To solve the problem, we are given that \(ABCD\) is a square of side \(14\, \text{cm}\), and arcs \(APD\) and \(BPC\) are semicircles. We need to find the area of the shaded region.
1. Calculate Area of the Square:
\[ \text{Area of square} = \text{side}^2 = 14 \times 14 = 196 \, \text{cm}^2 \]
2. Calculate the Area of the Two Semicircles:
Each semicircle has diameter \(14 \, \text{cm}\), so radius \(r = \frac{14}{2} = 7 \, \text{cm}\).
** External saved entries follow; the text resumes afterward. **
PR #186, opened 2023-09-25
adding dsnexec as a sidecar [new]

abodhekar:
This is to add dsnexec as a side-car container. 
Whenever db-controller would see following two annotations, it would add the sidecar.

        1. infoblox.com/remote-db-dsn-secret: < some-secret-name >
        2. infoblox.com/dsnexec-config-secret: < some-secret-name >
       
**_remote-db-dsn-secret_** - In case of RDS, it would be the secret created by DBClaim. This would be mounted as a volume inside the sidecar. the dsn.txt file can be watched for changes (by configuring such through dsnexec config.yaml).

**_dsnexec-config-secret_** - This would be a secret which needs to be created by the apps. This should contain data as

> key: config.yaml
> value:  < config needed for dsnexec >

This would be mounted as a volume inside the sidecar. The path to config.yaml file is given to the dsnexec entrypoint.

### DIFF
--- a/webhook/webhook-dsnexec.go
+++ b/webhook/webhook-dsnexec.go
@@ -26,12 +26,16 @@ var (
 	sidecarImageForDsnExec = os.Getenv("DSNEXEC_IMAGE")
 )
 
-func dsnExecSideCardInjectionRequired(pod *corev1.Pod) (bool, string, string) {
+func dsnExecSideCarInjectionRequired(pod *corev1.Pod) (bool, string, string) {
 	remoteDbSecretName, ok := pod.Annotations["infoblox.com/remote-db-dsn-secret"]
-	dsnExecConfigSecret, ok2 := pod.Annotations["infoblox.com/dsnexec-config-secret"]
+	if !ok {
+		dsnexecLog.Info("remote-db-dsn-secret can not be seen in the annotations.", pod.Name)
+		return false, "", ""
+	}
 
-	if !ok || !ok2 {
-		dsnexecLog.Info("either or both remote-db-dsn-secret, dsnexec-config-secret can not be seen in the annotations.", pod.Name)
+	dsnExecConfigSecret, ok := pod.Annotations["infoblox.com/dsnexec-config-secret"]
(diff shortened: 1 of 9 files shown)


webhook/webhook-dsnexec.go
```diff
@@ -0,0 +1,99 @@
...
+	decoder              *admission.Decoder
+	DsnExecSidecarConfig *Config
+}
+
+var (
+	dsnexecLog             = ctrl.Log.WithName("dsnexec-controller")
+	sidecarImageForDsnExec = os.Getenv("DSNEXEC_IMAGE")
+)
+
+func dsnExecSideCardInjectionRequired(pod *corev1.Pod) (bool, string, string) {
```
jdaripineni, line 29: type in function name? *SideCar*

jdaripineni (approved):
lgtm. have a minor comment about typo

webhook/webhook-dsnexec.go
```diff
@@ -0,0 +1,99 @@
...
+	remoteDbSecretName, ok := pod.Annotations["infoblox.com/remote-db-dsn-secret"]
+	dsnExecConfigSecret, ok2 := pod.Annotations["infoblox.com/dsnexec-config-secret"]
+
+	if !ok || !ok2 {
+		dsnexecLog.Info("either or both remote-db-dsn-secret, dsnexec-config-secret can not be seen in the annotations.", pod.Name)
+		return false, "", ""
+	}
```
abalaven, line 36: Keeping these separate might be easier to debug.

abalaven (dismissed):
Looks good, just one comment and please address @jdaripineni's comment as well.

webhook/webhook-dsnexec.go
abodhekar: @jdaripineni  - done

webhook/webhook-dsnexec.go
abodhekar: @abalaven - done

abalaven (approved):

\[ \text{Area of one semicircle} = \frac{1}{2} \pi r^2 = \frac{1}{2} \times \frac{22}{7} \times 7^2 = \frac{1}{2} \times \frac{22}{7} \times 49 = \frac{1078}{14} = 77 \, \text{cm}^2 \]
So, total area of two semicircles: \[ 2 \times 77 = 154 \, \text{cm}^2 \]
3. Subtract Semicircle Areas from Square Area:
\[ \text{Shaded area} = \text{Area of square} - \text{Area of semicircles} = 196 - 154 = 42 \, \text{cm}^2 \]
Final Answer:
The area of the shaded region is \({42 \, \text{cm}^2} \).